Innovating through hybridization is economical

2023-07-23 05:30:00

New technologies have made our imagination lazy, insofar as as soon as we wonder about the future of a profession, an object, a place, a device, a solution, we are tempted to immediately add a digital dimension to it, as if only digital technology could save the world! This is to forget that innovation can take on completely different clothes and that a thousand paths are possible… Nature, moreover, has understood this well, and proceeds in a way that could inspire us. “Nothing is born or perishes, but things that already exist combine and then separate again,” wrote the Greek philosopher Anaxagoras. Nature proceeds by hybridization of existing elements.

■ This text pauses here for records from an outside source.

PR #317, opened 2023-05-24
fix: add digest check for Sign

byronchien:
This PR adds digest check on Sign.

Signed-off-by: Byron Chien <byronc@ucla.edu>
Co-authored-by: Patrick Zheng <patrickzheng@microsoft.com>

### DIFF
--- a/notation.go
+++ b/notation.go
@@ -95,22 +95,21 @@ func Sign(ctx context.Context, signer Signer, repo registry.Repository, signOpts
 		// artifactRef is a valid full reference
 		artifactRef = ref.Reference
 	}
-
 	targetDesc, err := repo.Resolve(ctx, artifactRef)
 	if err != nil {
 		return ocispec.Descriptor{}, fmt.Errorf("failed to resolve reference: %w", err)
 	}
 	// artifactRef is a tag or a digest, if it's a digest it has to match
 	// the resolved digest
-	if dgst, err := digest.Parse(artifactRef); err != nil {
-		// artifactRef is not a digest reference
+	if artifactRef != targetDesc.Digest.String() {
+		if _, err := digest.Parse(artifactRef); err == nil {
+			// artifactRef is a digest, but does not match the resolved digest
+			return ocispec.Descriptor{}, fmt.Errorf("user input digest %s does not match the resolved digest %s", artifactRef, targetDesc.Digest.String())
+		}
+		// artifactRef is a tag
 		logger.Warnf("Always sign the artifact using digest(`@sha256:...`) rather than a tag(`:%s`) because tags are mutable and a tag reference can point to a different artifact than the one signed", artifactRef)
 		logger.Infof("Resolved artifact tag `%s` to digest `%s` before signing", artifactRef, targetDesc.Digest.String())
-	} else if dgst.String() != targetDesc.Digest.String() {
-		// artifactRef is a digest, but does not match the resolved digest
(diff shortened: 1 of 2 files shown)


priteshbandi (approved):
LGTM

Two-Hearts:
After running through a test workflow from Notation CLI, I found this change is not quite correct.
`./notation.exe sign --allow-referrers-api <reg>/<repo>@sha256:b6ca290b6b4cdcca5b3db3ffa338ee0285c11744b4a6abaa9627746ee3291d8d -v`
The `notation-go` logic still sees the above digest as a `tag` and prints out the warning `Always sign the artifact using digest...`.

The reason causing this issue: `notation CLI` will always set `signOpts.ArtifactReference` as a `digest` and pass it to `notation-go`, related code: https://github.com/notaryproject/notation/blob/a695b60ed2b0d9a173724c23b5f2c0dd04558f3e/cmd/notation/sign.go#L133.
Thus, in `notation-go`, given the input is from `Notation CLI`, `ref, err := orasRegistry.ParseReference(artifactRef)` would always return `non-nil` error with EMPTY `ref` (this code is valid because `non-CLI` users might choose to pass a full reference to `notation-go`). 
Then, the new change in this PR `if ref.ValidateReferenceAsDigest() != nil` will always be evaluated to `true`, as long as the caller is `notation CLI`.
/cc: @priteshbandi @JeyJeyGao @shizhMSFT

notation.go
```diff
@@ -90,18 +90,22 @@ func Sign(ctx context.Context, signer Signer, repo registry.Repository, signOpts
...
 	if err != nil {
 		return ocispec.Descriptor{}, fmt.Errorf("failed to resolve reference: %w", err)
 	}
-	if artifactRef != targetDesc.Digest.String() {
+	if ref.ValidateReferenceAsDigest() != nil {
 		// artifactRef is not a digest reference
 		logger.Warnf("Always sign the artifact using digest(`@sha256:...`) rather than a tag(`:%s`) because tags are mutable and a tag reference can point to a different artifact than the one signed", artifactRef)
 		logger.Infof("Resolved artifact tag `%s` to digest `%s` before signing", artifactRef, targetDesc.Digest.String())
+	} else if ref.Reference != targetDesc.Digest.String() {
+		return ocispec.Descriptor{}, fmt.Errorf("user input digest %s does not match the resolved digest %s", ref.Reference, targetDesc.Digest.String())
```
Two-Hearts, line 108: Proposing an alternative solution:
```
import "github.com/opencontainers/go-digest"
```
and under `Sign`, have something like this:
```
// at this point, ref can be empty and should not be used
// artifactRef is a tag or a digest, if it's a digest it has to match
// the resolved digest.
dgst, err := digest.Parse(artifactRef)
if err != nil {
    // artifactRef is not a digest reference
    logger.Warnf("Always sign the artifact using digest(`@sha256:...`) rather than a tag(`:%s`) because tags are mutable and a tag reference can point to a different artifact than the one signed", artifactRef)
    logger.Infof("Resolved artifact tag `%s` to digest `%s` before signing", artifactRef, targetDesc.Digest.String())
} else if dgst.String() != targetDesc.Digest.String() {
    return ocispec.Descriptor{}, fmt.Errorf("user input digest %s does not match the resolved digest %s", ref.Reference, targetDesc.Digest.String())
}
```

priteshbandi (approved):
LGTM

JeyJeyGao (approved):
LGTM

shizhMSFT (approved):
LGTM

It is a process in which there is neither creation nor destruction – no offense to Schumpeter! -, but rather permanent metamorphosis. Ex nihilo creations do not exist; no more than absolute disappearances. This gives an astonishing image of Nature, which looks more like a matchmaker than a midwife or an undertaker… If she creates nothing, she innovates, on the other hand by reuse, by circularity, by recycling, by hybridization. No, as the French chemist Antoine Lavoisier (1743-1794) reformulated it centuries later, “nothing is lost, nothing is created, everything is transformed”.

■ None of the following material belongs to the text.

PR #335, opened 2023-07-12
Refactoring to thin out notation pkg

priteshbandi:
Refactoring to thin out notation pkg.

In this change, we are moving bunch of code from `notation` cli to `notation-go` pkg so that `notation` pkg is truely a cli wrapper around `notation-go`. This change is related to https://github.com/notaryproject/notation/pull/740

But Anaxagoras’ formula was more precise, since it gave details of this transformation: it was a change by combination or “re-combination”. We would do well to draw inspiration from it, because this way of innovating through hybridization is economical: making one thing from several things, making an unusual alloy from several materials, manufacturing a single tool from several tools, using a place for several uses and functions, etc. Create from what already exists, thanks to an unprecedented recombination.

Hybridization could be considered an innovation through recycling. Recycling or circularity moreover constitute the very movement of Nature, of reality. Even our brain recycles old brain functions to perform new ones. Yes, recycling – taking the form of recombination, re-articulation, re-association – is an old habit of the world, except that we have forgotten it and are constantly destroying natural resources.

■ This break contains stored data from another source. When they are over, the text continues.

PR #345, opened 2023-08-29
fix: update error message from notation-go

Two-Hearts:
This PR tends to solve the following issues from Notation CLI which requires a few changes in notation-go library:
[#699](https://github.com/notaryproject/notation/issues/699), [#700](https://github.com/notaryproject/notation/issues/700), [#701](https://github.com/notaryproject/notation/issues/701).

This PR includes:
<del>Updated `verificationOutcomes` in the return of `notation.Verify` to include verification failed reasons of each signature, so that Notation CLI could display them to the user without having to enable the `-v` or `-d` flag.

1. Updated `err` returned from `notation.Verify` as a joined error. (based on code review, `verificationOutcomes` related logic is not changed in this PR.)
3. The error message updates related to trust store, based on discussions from the issues mentioned above.

The updated error messages is displayed in the PR of Notation CLI: https://github.com/notaryproject/notation/pull/771.


verifier/truststore/errors.go
```diff
@@ -0,0 +1,51 @@
...
+type ErrorNonExistence struct {
+	WrappedError error
+}
+
+func (e ErrorNonExistence) Error() string {
+	if e.WrappedError != nil {
+		return e.WrappedError.Error()
+	}
+	return "unable to find specified trust store or certificate"
+}
```
shizhMSFT, line 51: This error type should really be replaced with `ErrorTrustStore` and `ErrorNonExistence`.

shizhMSFT: Meanwhile, consider wrapping [fs.ErrNotExist](https://pkg.go.dev/io/fs#pkg-variables).

notation.go
```diff
@@ -193,10 +193,13 @@ type ValidationResult struct {
...
 
-// VerificationOutcome encapsulates a signature blob's descriptor, its content,
-// the verification level and results for each verification type that was
-// performed.
+// VerificationOutcome encapsulates a signature manifest's descriptor,
+// its envelope blob, its content, the verification level and results for each
+// verification type that was performed.
 type VerificationOutcome struct {
+	// SignatureManifestDescriptor
+	SignatureManifestDescriptor *ocispec.Descriptor
```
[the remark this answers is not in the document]
shizhMSFT: Instead, consider embedding the digest of the signature manifest descriptor in `VerificationOutcome.Error`.

verifier/truststore/errors.go
```diff
@@ -0,0 +1,51 @@
...
+// Unless required by applicable law or agreed to in writing, software
+// distributed under the License is distributed on an "AS IS" BASIS,
+// WITHOUT WARRANTIES OR CONDITIONS OF ANY KIND, either express or implied.
+// See the License for the specific language governing permissions and
+// limitations under the License.
+
+package truststore
+
+// ErrorTrustStore is used when accessing specified trust store failed
+type ErrorTrustStore struct {
```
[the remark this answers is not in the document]
Two-Hearts: Added `Unwrap`.

verifier/truststore/errors.go
```diff
@@ -0,0 +1,51 @@
...
+	WrappedError error
+}
```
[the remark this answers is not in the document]
Two-Hearts: Oh, I see. In `errors.go` under `notation` package, we already have all the types defined as `ErrorXXX` though. Should we keep the style so that they are consistent?

verifier/truststore/truststore.go
```diff
@@ -64,49 +64,49 @@ type x509TrustStore struct {
...
 	if err != nil {
-		return nil, err
+		return nil, ErrorTrustStore{InnerError: fmt.Errorf("failed to get path of trust store %s with type %s: %w", namedStore, storeType, err)}
 	}
 	// throw error if path is not a directory or is a symlink or does not exist.
 	fileInfo, err := os.Lstat(path)
 	if err != nil {
 		if os.IsNotExist(err) {
-			return nil, fmt.Errorf("%q does not exist", path)
+			return nil, ErrorTrustStore{InnerError: fs.ErrNotExist, Msg: fmt.Sprintf("the trust store %q of type %q doesn't exist", namedStore, storeType)}
```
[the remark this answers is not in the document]
Two-Hearts: @JeyJeyGao Nice suggestion, but here's why I need the original method. In your suggestion, when upstream prints this error message, the content of `fs.ErrNotExist` will be printed out. In the original method, only the user customized error message will be printed out (if the error can indeed be unwrapped to a `fs.ErrNotExist`).

JeyJeyGao (approved):
LGTM

verifier/truststore/truststore.go
shizhMSFT, line 80: nit: `err` contains `fs.ErrNotExist`
```suggestion
			return nil, ErrorTrustStore{InnerError: err, Msg: fmt.Sprintf("the trust store %q of type %q doesn't exist", namedStore, storeType)}
```

notation.go
```diff
@@ -347,12 +347,12 @@ func Verify(ctx context.Context, verifier Verifier, repo registry.Repository, ve
 		return ocispec.Descriptor{}, nil, ErrorSignatureRetrievalFailed{Msg: fmt.Sprintf("user input digest %s does not match the resolved digest %s", ref.Reference, artifactDescriptor.Digest.String())}
 	}
 
+	var verificationSucceeded bool
 	var verificationOutcomes []*VerificationOutcome
+	var verificationFailedErr error = ErrorVerificationFailed{}
```
shizhMSFT, line 352: It seems `verificationFailedErr` is initialized and returned but never assigned.

notation.go
```diff
@@ -380,16 +380,15 @@ func Verify(ctx context.Context, verifier Verifier, repo registry.Repository, ve
 					logger.Error("Got nil outcome. Expecting non-nil outcome on verification failure")
 					return err
 				}
-
-				if _, ok := outcome.Error.(ErrorUserMetadataVerificationFailed); ok {
-					verificationFailedErr = outcome.Error
-				}
```
shizhMSFT, line 386: This part is removed and thus this change may consider as a breaking change. Is this intended?

notation.go
```diff
@@ -380,16 +380,15 @@ func Verify(ctx context.Context, verifier Verifier, repo registry.Repository, ve
...
-
+				outcome.Error = fmt.Errorf("failed to verify signature with digest %v, %w", sigManifestDesc.Digest, outcome.Error)
+				verificationOutcomes = append(verificationOutcomes, outcome)
```
shizhMSFT, line 384: The `Verify()` function states

> return the successful signature verification outcome.

However, this PR introduces a breaking change on the function behavior. It should be avoided.

shizhMSFT: In order not to break, you may consider [`errors.Join()`](https://pkg.go.dev/errors#Join) to combine multiple errors into a single one.

notation.go
Two-Hearts: Yes, this is also the behavior in v1.0.0. This is the general error on verification failure. When printing its error message, the output is `signature verification failed`.

notation.go
Two-Hearts: Nice catch! This is not intended to be deleted.

Two-Hearts: After the update, we could remove this part now, and it's not a breaking change.

notation.go
```diff
@@ -380,22 +381,24 @@ func Verify(ctx context.Context, verifier Verifier, repo registry.Repository, ve
...
+			// succeeded outcome
+			verificationOutcomes = []*VerificationOutcome{outcome}
 			logger.Debugf("Signature verification succeeded for artifact %v with signature digest %v", artifactDescriptor.Digest, sigManifestDesc.Digest)
 
 			// early break on success
 			return errDoneVerification
 		}
 
+		// at this point, the verification process is failed
+		verificationFailedErr = errors.Join(verificationFailedErrorArray...)
```
shizhMSFT, line 400: It seems not right as it only fails one referrers page. The verification process will attempt the next page.

Two-Hearts: Nice catch! Updated.

verifier/truststore/errors.go
```diff
@@ -0,0 +1,54 @@
...
+// Unless required by applicable law or agreed to in writing, software
+// distributed under the License is distributed on an "AS IS" BASIS,
+// WITHOUT WARRANTIES OR CONDITIONS OF ANY KIND, either express or implied.
+// See the License for the specific language governing permissions and
+// limitations under the License.
+
+package truststore
+
+// ErrorTrustStore is used when accessing specified trust store failed
+type ErrorTrustStore struct {
```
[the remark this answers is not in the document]
Two-Hearts: I updated the new error types, they are under `[verifier/truststore/errors.go](https://github.com/notaryproject/notation-go/pull/345/files#diff-7f18bd96a3672bb001f5df982e3d300c7b1b35b51423c181a96834a9f07a0470)`.
Kept the original naming (errors in notation-go/errors.go) to avoid any breaking change.

shizhMSFT (dismissed):
LGTM with suggestions

notation.go
```diff
@@ -416,8 +416,9 @@ func Verify(ctx context.Context, verifier Verifier, repo registry.Repository, ve
 	}
 
 	// Verification Failed
-	if len(verificationOutcomes) == 0 {
+	if !verificationSucceeded {
 		logger.Debugf("Signature verification failed for all the signatures associated with artifact %v", artifactDescriptor.Digest)
+		verificationFailedErr = errors.Join(verificationFailedErrorArray...)
```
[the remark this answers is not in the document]
Two-Hearts: Even better, we could remove line 352, and return `errors.Join(verificationFailedErrorArray...)` directly.

shizhMSFT (dismissed):
LGTM

priteshbandi:
Couple of observations:
1. We should't return `verificationOutcomes` for all the signatures we have evaluated; In endless data attack and system will crash with OOM error.
2.  There are some precondition errors such as ts/tp misconfiguration for which we should shortcircuit and not evaluate signatures. More discussion in https://github.com/notaryproject/notation/pull/771#issuecomment-1731705600

Two-Hearts:
> Couple of observations:
> 
> 1. IMO we should't return `verificationOutcomes` for all the signatures we have evaluated; In endless data attack and system will crash with OOM error. Before adding adding more functionality based on `verificationOutcomes`, we should disuses how we want to mitigate the aforementioned issue.

@priteshbandi `verificationOutcomes` related logic is NOT changed in this PR. Sorry that I forgot to update this PR's description, but you could verify it in the code. All this PR doing is updating trust store error messages. 
(btw, we have the `maxSignatureAttempts`. By default, this value is set to `100` from the notation CLI side. So endless attack is not a concern here.)

Two-Hearts:
Hi @priteshbandi, regarding your concern on returning errors for all the signatures, this won't bring in endless attack: https://github.com/notaryproject/notation-go/blob/main/notation.go#L361, because we use `MaxSignatureAttempts` to limit the maximum number of signatures processed by notation. The number of errors returned will always be smaller or equal to `MaxSignatureAttempts`. As a library, returning these errors is an enhancement to notation-go. The caller, such as Notation CLI, can decide whether to display these errors.
(It's backward compatible because we are NOT updating `verificationOutcomes`, instead we use the new Golang feature [errors.Join](https://pkg.go.dev/errors#Join) to do it.)
/cc: @shizhMSFT

JeyJeyGao (dismissed):
LGTM

verifier/truststore/errors.go
```diff
@@ -0,0 +1,54 @@
...
+// Unless required by applicable law or agreed to in writing, software
+// distributed under the License is distributed on an "AS IS" BASIS,
+// WITHOUT WARRANTIES OR CONDITIONS OF ANY KIND, either express or implied.
+// See the License for the specific language governing permissions and
+// limitations under the License.
+
+package truststore
+
+// TrustStoreError is used when accessing specified trust store failed
+type TrustStoreError struct {
```
priteshbandi, line 17: We have two errors of similar time and I do see need of this kind of errors in future were we want user friendly error message but still want to preserve orignal error. Should we create an generic WrappedError struct?

verifier/truststore/truststore.go
```diff
@@ -64,49 +64,49 @@ type x509TrustStore struct {
 // GetCertificates returns certificates under storeType/namedStore
 func (trustStore *x509TrustStore) GetCertificates(ctx context.Context, storeType Type, namedStore string) ([]*x509.Certificate, error) {
 	if !isValidStoreType(storeType) {
-		return nil, fmt.Errorf("unsupported store type: %s", storeType)
+		return nil, TrustStoreError{Msg: fmt.Sprintf("unsupported trust store type: %s", storeType)}
 	}
 	if !file.IsValidFileName(namedStore) {
-		return nil, errors.New("named store name needs to follow [a-zA-Z0-9_.-]+ format")
+		return nil, TrustStoreError{Msg: fmt.Sprintf("named store name needs to follow [a-zA-Z0-9_.-]+ format: %s is invalid", namedStore)}
```
priteshbandi, line 70:
```suggestion
		return nil, TrustStoreError{Msg: fmt.Sprintf("named store name needs to follow [a-zA-Z0-9_.-]+ format, %s is invalid", namedStore)}
```

verifier/truststore/truststore.go
```diff
@@ -64,49 +64,49 @@ type x509TrustStore struct {
...
 	}
 	path, err := trustStore.trustStorefs.SysPath(dir.X509TrustStoreDir(string(storeType), namedStore))
 	if err != nil {
-		return nil, err
+		return nil, TrustStoreError{InnerError: fmt.Errorf("failed to get path of trust store %s with type %s: %w", namedStore, storeType, err)}
```
priteshbandi, line 74: This error message is not actionable or helpful to user. should we just say:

By reconnecting with Nature, in a logic of biomimicry, we could reclaim its habit of hybridization of matter, by extending it to the material, as well as the immaterial. To create a new world, from other worlds, is also to know how to connect. Where there was segmentation, silos, distinction, identity – that is to say a thousand walls – there can now be combination, pooling, coordination, cooperation, hybridization… that is to say a thousand bridges!